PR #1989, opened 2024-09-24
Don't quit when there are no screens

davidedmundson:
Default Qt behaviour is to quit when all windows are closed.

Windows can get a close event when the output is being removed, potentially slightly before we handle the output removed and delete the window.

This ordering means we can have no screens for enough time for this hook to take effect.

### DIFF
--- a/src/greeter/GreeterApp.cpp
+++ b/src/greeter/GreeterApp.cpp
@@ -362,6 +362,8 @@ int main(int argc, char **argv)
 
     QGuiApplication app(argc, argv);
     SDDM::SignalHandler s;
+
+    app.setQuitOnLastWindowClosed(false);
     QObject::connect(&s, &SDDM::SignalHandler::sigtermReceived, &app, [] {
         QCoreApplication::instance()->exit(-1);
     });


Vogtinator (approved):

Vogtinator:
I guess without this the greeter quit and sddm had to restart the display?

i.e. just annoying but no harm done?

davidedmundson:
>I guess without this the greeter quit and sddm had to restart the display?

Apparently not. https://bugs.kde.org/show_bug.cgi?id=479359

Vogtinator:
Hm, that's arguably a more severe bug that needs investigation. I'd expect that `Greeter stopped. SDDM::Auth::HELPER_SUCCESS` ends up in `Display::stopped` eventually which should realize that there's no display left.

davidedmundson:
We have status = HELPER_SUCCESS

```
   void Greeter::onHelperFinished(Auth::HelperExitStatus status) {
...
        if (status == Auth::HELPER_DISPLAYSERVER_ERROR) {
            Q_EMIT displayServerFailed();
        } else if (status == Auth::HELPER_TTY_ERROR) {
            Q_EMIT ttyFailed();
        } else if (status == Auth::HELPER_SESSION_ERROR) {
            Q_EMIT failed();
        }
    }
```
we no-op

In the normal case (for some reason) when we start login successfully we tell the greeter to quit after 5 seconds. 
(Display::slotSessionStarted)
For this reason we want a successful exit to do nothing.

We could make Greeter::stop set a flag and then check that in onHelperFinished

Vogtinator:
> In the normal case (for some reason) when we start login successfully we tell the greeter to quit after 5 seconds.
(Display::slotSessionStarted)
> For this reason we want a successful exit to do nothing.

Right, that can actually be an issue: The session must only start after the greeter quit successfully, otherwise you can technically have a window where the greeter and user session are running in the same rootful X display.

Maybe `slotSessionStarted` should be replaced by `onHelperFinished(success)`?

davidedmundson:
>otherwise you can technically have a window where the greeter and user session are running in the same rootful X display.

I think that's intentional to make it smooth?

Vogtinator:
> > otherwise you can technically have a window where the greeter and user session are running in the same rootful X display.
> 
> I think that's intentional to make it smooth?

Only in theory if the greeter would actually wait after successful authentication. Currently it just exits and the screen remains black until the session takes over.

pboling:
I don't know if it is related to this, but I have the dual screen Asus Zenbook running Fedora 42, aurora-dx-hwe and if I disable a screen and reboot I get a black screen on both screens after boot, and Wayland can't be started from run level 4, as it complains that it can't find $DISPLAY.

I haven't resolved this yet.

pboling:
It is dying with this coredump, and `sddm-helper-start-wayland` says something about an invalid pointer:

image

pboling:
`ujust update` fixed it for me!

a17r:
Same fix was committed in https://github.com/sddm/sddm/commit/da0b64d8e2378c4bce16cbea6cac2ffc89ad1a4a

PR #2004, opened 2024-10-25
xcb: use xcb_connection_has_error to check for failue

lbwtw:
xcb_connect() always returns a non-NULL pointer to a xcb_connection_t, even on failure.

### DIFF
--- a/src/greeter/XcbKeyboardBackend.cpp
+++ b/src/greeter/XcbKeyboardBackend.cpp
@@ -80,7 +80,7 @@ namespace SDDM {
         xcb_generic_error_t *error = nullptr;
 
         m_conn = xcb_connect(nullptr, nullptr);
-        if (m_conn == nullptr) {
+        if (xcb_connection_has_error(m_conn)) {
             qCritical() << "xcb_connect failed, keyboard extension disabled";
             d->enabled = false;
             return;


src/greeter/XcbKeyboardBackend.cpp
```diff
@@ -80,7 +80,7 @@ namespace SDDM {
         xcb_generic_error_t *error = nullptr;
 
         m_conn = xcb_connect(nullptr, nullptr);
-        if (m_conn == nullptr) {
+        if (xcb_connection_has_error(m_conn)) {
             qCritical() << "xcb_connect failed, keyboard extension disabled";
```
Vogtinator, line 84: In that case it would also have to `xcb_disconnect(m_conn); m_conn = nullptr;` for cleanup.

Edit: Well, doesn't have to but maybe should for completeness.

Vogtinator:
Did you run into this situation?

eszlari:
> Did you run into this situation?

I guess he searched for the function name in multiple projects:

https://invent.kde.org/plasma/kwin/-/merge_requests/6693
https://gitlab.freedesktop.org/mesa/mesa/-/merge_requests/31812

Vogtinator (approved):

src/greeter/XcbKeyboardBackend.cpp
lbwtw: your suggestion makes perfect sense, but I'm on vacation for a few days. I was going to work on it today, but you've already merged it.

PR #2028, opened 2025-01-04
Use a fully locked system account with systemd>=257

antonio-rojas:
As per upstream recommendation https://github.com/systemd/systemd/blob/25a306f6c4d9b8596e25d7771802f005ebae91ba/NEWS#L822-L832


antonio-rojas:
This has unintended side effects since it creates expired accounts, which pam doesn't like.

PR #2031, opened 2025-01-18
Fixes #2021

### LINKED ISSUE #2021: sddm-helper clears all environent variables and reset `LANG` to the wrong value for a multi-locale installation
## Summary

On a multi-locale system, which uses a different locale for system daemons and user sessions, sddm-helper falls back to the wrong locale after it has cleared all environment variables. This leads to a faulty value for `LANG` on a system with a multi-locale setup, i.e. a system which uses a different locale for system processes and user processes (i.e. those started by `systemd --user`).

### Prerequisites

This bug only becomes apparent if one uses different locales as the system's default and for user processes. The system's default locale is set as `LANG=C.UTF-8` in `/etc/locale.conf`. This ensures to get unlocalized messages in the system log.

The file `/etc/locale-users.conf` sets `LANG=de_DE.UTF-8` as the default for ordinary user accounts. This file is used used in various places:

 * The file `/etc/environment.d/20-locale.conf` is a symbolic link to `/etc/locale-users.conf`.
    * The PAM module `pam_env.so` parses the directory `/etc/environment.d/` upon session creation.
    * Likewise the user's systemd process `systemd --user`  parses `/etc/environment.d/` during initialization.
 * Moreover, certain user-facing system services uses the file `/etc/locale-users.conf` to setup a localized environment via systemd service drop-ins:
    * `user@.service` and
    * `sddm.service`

◆ **TASK TO CARRY OUT**
Print exactly the lines above from the one with "Use a fully" to the one with "This has unintended", including both.

◆ **SOLUTION**
Use a fully locked system account with systemd>=257

antonio-rojas:
As per upstream recommendation https://github.com/systemd/systemd/blob/25a306f6c4d9b8596e25d7771802f005ebae91ba/NEWS#L822-L832


antonio-rojas:
This has unintended side effects since it creates expired accounts, which pam doesn't like.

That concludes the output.